Блаженная лень молодости! Как неповторима она и как важна. И как быстро, как невозвратимо проходит! Увлечения, благородные порывы, иллюзии, разочарования — эти признанные атрибуты юности остаются с нами в течение всей жизни. Из них составляется самая жизнь; но блаженное ничегонеделание — отдохновение еще не натруженных жил, огражденного, внутрь себя обращенного ума — принадлежит только юности и умирает вместе с ней. Быть может, в чертогах чистилища души героев одаряются им взамен райского блаженства, в котором им отказано; быть может, самое райское блаженство имеет нечто общее с этим земным состоянием; я, во всяком случае, ощущал себя почти на небесах все те блаженные дни в Брайдсхеде.
— Почему этот дом зовется «Замок»?
— Он и был замком, пока его не перенесли.
— То есть как это?
— Да так. У нас был замок, он стоял в миле отсюда, рядом с деревней. Потом нам приглянулась эта долина, мы разобрали замок, перевезли сюда камни и здесь построили новый дом. Я этому рад. А вы?
— Если бы он был мой, я не жил бы больше нигде.
— Но, Чарльз, он ведь не мой. Сейчас, правда, он принадлежит мне, но обычно в нем кишат алчные звери. Вот если бы так могло быть всегда — всегда лето, всегда ни живой души, и фрукты созрели, и Алоизиус в хорошем настроении…

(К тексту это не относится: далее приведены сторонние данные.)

PR #6249, opened 2018-02-23
Remove legacy tools

### LINKED ISSUE #5543: [minor] Please remove useless stubs e.g. tools/train_net
These binary files to be built are useless, please consider a removal.

```
net_speed_benchmark
train_net
test_net
finetune_net
device_query
```

Get rid of these legacy stuff.

Noiredd:
It's been almost 4 years (since a916ef4), I think we can get rid of those?

Fixes #5543


naibaf7:
I agree :)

Вот так мне нравится вспоминать его — в инвалидном кресле, среди летнего великолепия обследующим вместе со мною заколдованный замок, нравится вспоминать, как он катит свое кресло по садовым дорожкам между двумя рядами вечнозеленого кустарника, разыскивая поспевшую клубнику и срывая теплые фиги, как протискивается из теплицы в теплицу, из аромата в аромат, из климата в климат, чтобы срезать гроздь мускатного винограда и выбрать орхидеи для наших бутоньерок, как он с притворным трудом ковыляет вверх по лестнице в бывшую детскую и сидит там рядом со мной на вытертом цветастом ковре, разложив вокруг по полу все содержимое старого ящика для игрушек, а няня Хокинс мирно штопает в углу и негромко говорит: «Хороши, что один, что другой! Малые дети, право. Этому, что ли, вас в колледже учат?» Или как он лежит навзничь на разогретой каменной ступени колоннады, а я сижу рядом на стуле и пытаюсь зарисовать фонтан.
— А купол тоже Иниго Джонса? По виду он более поздний.
— Ах, Чарльз, не будьте таким туристом. Не всё ли равно, когда он построен? Важно, что он красивый.
— Меня такие вещи интересуют.
— О боже, я думал, мне удалось отучить вас от всего этого, непобедимый мистер Коллинз.
Жить в этих стенах, бродить по комнатам, переходить из Соуновской библиотеки в китайскую гостиную, где голова шла кругом от золоченых пагод и кивающих мандаринов, живописных свитков и чиппендейльской резьбы, из помпейского салона в большой, увешанный гобеленами зал, который простоял таким, каким был создан, вот уже два с половиной столетия, просиживать долгие часы на затененной террасе — всё это служило само по себе бесценным эстетическим уроком.